*** SUPPLIED RECORDS ***
PR #1377, opened 2017-09-21
[CARBONDATA-1504] Fixed refresh of segments in datamap for update and partition

ravipesala:
Currently datamap scans complete segment every time for query execution to get all the carbonindex files. It will be slow when data/number of files are big. 
So this PR caches the content of segment and refreshes when any updation or store changes.

### DIFF
--- a/core/src/main/java/org/apache/carbondata/core/datamap/DataMapStoreManager.java
+++ b/core/src/main/java/org/apache/carbondata/core/datamap/DataMapStoreManager.java
@@ -93,6 +93,7 @@ public final class DataMapStoreManager {
   public TableDataMap createAndRegisterDataMap(AbsoluteTableIdentifier identifier,
       String factoryClassName, String dataMapName) {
*** End of SUPPLIED RECORDS ***
Write the entries out once more, exactly as they were given.

PR #1377, opened 2017-09-21
[CARBONDATA-1504] Fixed refresh of segments in datamap for update and partition

ravipesala:
Currently datamap scans complete segment every time for query execution to get all the carbonindex files. It will be slow when data/number of files are big. 
So this PR caches the content of segment and refreshes when any updation or store changes.

### DIFF
--- a/core/src/main/java/org/apache/carbondata/core/datamap/DataMapStoreManager.java
+++ b/core/src/main/java/org/apache/carbondata/core/datamap/DataMapStoreManager.java
@@ -93,6 +93,7 @@ public final class DataMapStoreManager {
   public TableDataMap createAndRegisterDataMap(AbsoluteTableIdentifier identifier,
       String factoryClassName, String dataMapName) {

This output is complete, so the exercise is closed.